Further clinical studies using this model are required to determine specific recommendations and guidelines regarding when exactly a SLNB versus ALND may be best indicated following NCT. The question remains about what the appropriate “cutoffs” should be for these clinical decisions. For example, it may be reasonable to omit SLN biopsy in patients with a model score of 1–2 who have less than a 10% chance of a pCR in the nodes. Conversely, a 50% likelihood of pCR may be high enough to dictate an attempted SLNB over ALND following NCT in a patient who was previously clinically node-positive. A prospective clinical trial further investigating the predictive capability of the model and its role in clinical decision making may help to answer these questions. With further study, the predictive model may be incorporated along with the minimum threshold of obtaining three sentinel nodes, using dual tracer, and marking the biopsy-positive node(s) with clips to enable targeted SLNB to improve the accuracy of nodal assessment in this patient population. Whether or not predictive models can or should eliminate these other recommendations is not known at this time.

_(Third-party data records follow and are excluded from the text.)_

PR #1813, opened 2021-09-30
Remove automated event closed message

ethax-ross:
### Trello card

[Trello-2493](https://trello.com/c/uZ2jJ38y/2493-events-remove-automated-this-event-is-closed-banner-message)

### Context

We currently display an automated message on events that are 'closed'. Instead, the events team want to use the existing `message` attribute to display a message when the event is closed. We already render this when its filled on the event page, so we simply need to remove the automated message.

- Remove automated event closed message

### DIFF
--- a/app/views/events/show.html.erb
+++ b/app/views/events/show.html.erb
@@ -7,12 +7,6 @@
 
   <p class="event-info__date"><%= format_event_date(@event, stacked: false) %></p>
 
-  <% unless event_status_open?(@event) || event_status_pending?(@event) %>
-    <div class="content-alert content-alert--fullwidth">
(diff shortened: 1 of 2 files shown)


jkempster34 (approved):
LGTM 💯 . So is this message going to be updated automatically in the CRM when the events closed date happens?

image

gemmadallmandfe:
@jkempster34 The message you highlighted will be updated **manually** in the CRM by the Events team. The message varies by event/time - for example, if an event is at capacity or if they are encouraging walk-ins.

We did ask if there were rules that could be applied to enable automation but their preference was to manage this message manually for now.

PR #1816, opened 2021-09-30
Add welcome guide content mappings

peteryates:
### Trello card

https://trello.com/c/cc9T5A0l/2497-welcome-guide-personalisation-mappings

### Context

The welcome guide will have several 'modes' that target candidates with particular attributes. This helper implements a `#welcome_guide_mode` method that uses the `WelcomeGuideModeSelector` to determine the right mode based on the contents of the `mailing_list_session`

To ensure the mode selector has everything it needs to make the decision, some additional fields (`:preferred_teaching_subject_id`, `:consideration_journey_stage_id` and `:degree_status_id`) have been added to `#prune`'s `leave` array.

The supported combinations are:

* Maths, final year student
* Maths, graduate
* Science, final year student
* Science, graduate
* MFL, final year student
* MFL, graduate
* English, final year student
* English, graduate
* Generic, final year student
* Generic, graduate

- Ensure extra fields remain in mailing list store
- Suppress some incorrect Rubocop rules
- Add some extra languages we reference to constants
- Add WelcomeGuideHelper to identify modes

### Guidance to review

Is this the right approach?


app/helpers/welcome_guide_helper.rb
```diff
@@ -0,0 +1,97 @@
+module WelcomeGuideHelper
+  # Contains logic that we'll used to decide what 'mode' the Welcome Guide will
+  # be shown in. The intention is for it to contain custom content for
+  # candidates who meet certain critera - e.g., a Maths final year student
+  class WelcomeGuideModeSelector
+    attr_reader :consideration_journey_stage_id, :preferred_teaching_subject, :committment_level, :degree_status_id
+
+    def initialize(mailing_list_session = {})
+      @committment_level              = mailing_list_session["committment_level"]
```
gemmadallmandfe, line 9: Typo - commitment not committment?

Is this predefined so not changeable, or something new?

peteryates: Ah, well spotted. Fixed and force pushed - thanks

gemmadallmandfe:
The way you've done degree status/subject make sense to me

What's the difference between `commitment_level` and `consideration_journey_stage_id`?

Now that we have the Havas content, let's discuss whether we can simplify this or whether it makes sense to build in flexibility for future use.

peteryates:
I think this PR is no longer necessary - the content options provided mean we only need either the subject or degree stage to switch content - not both.

Going to close it, we can resurrect it if we do think it'll be useful but at this stage it probably just confuses things more.

PR #1828, opened 2021-10-01
Dependabot updates for Ocotober 2021

peteryates:
### Trello card

N/A

### Context

A roundup of the batch of update PRs created by Dependabot this morning.

- Update secure_headers to 6.3.3
- Update webpacker_to 5.4.3
- Update sentry-ruby and sentry-rails to 4.7.3
- Update bootsnap to 1.9.1
- Update @babel/eslint-parser to 7.15.7
- Update js-cookie to 3.0.1
- Update @rails/webpacker to 5.4.3
- Quieten warnings when running yarn spec

### Guidance to review

I've had a good look around and everything seems fine. I held back the one **big** update (Stimulus 3.0.0) and these all appear to be minor version bumps.

### DIFF
--- a/Gemfile
+++ b/Gemfile
@@ -16,7 +16,7 @@ gem "webpacker", ">= 5.4.3"
 # gem 'mini_magick', '~> 4.8'
 
 # Reduces boot times through caching; required in config/boot.rb
-gem "bootsnap", ">= 1.8.1", require: false
+gem "bootsnap", ">= 1.9.1", require: false
 
 # Manage multiple processes i.e. web server and webpack
 gem "foreman"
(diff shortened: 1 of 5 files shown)


ethax-ross (approved):
Gave it a quick test in the review app and it looks good. I wonder if we should update to Turbo when we upgrade Stimulus; there's a few useful fixes in Turbo that don't appear to have made it to Turbolinks, specifically it handles anchor links on the same page properly so we could drop this workaround:

https://github.com/DFE-Digital/get-into-teaching-app/blob/master/app/webpacker/controllers/link_controller.js#L12-L20

peteryates:
Yeah - well up for making the jump. I suspect it'll be quite an involved change though 😓

ethax-ross:
Its not bad actually, I did it recently in a personal project - basically remove the JS/gem and install `hotwired/turbo-rails` then just rename all occurances of `turbolinks` to `turbo` and I think the initial import doesn't need the `.start()` but that's pretty much it 🤷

Our developed model has limitations inherent to the National Cancer Database (NCDB). Patients were excluded from this study, because there were missing and incomplete data, and the data were only collected from commission on cancer accredited centers. These data also were retrospective in nature. Additionally, although the NCDB includes all biopsy-proven positive nodes as clinically node-positive, we were not able to determine whether clinical N stage was designated on clinical findings alone. Our model therefore may be limited by variables not accounted for. As discussed previously, not having clinical response as a variable in the database is another recognized limitation. Pathologic response was used as a surrogate. Finally, external validation of this model is required.

Conclusions

We have generated a model that incorporates measurable preoperative factors to stratify the likelihood of ypN0 response in patients with cN+ disease who undergo NAC. For patients with high scores, there is a greater expectation that they will have an axillary clinical response and be suitable candidates for performing SLNB over ALND, because they have a greater likelihood of having achieved axillary pCR at the time of surgery.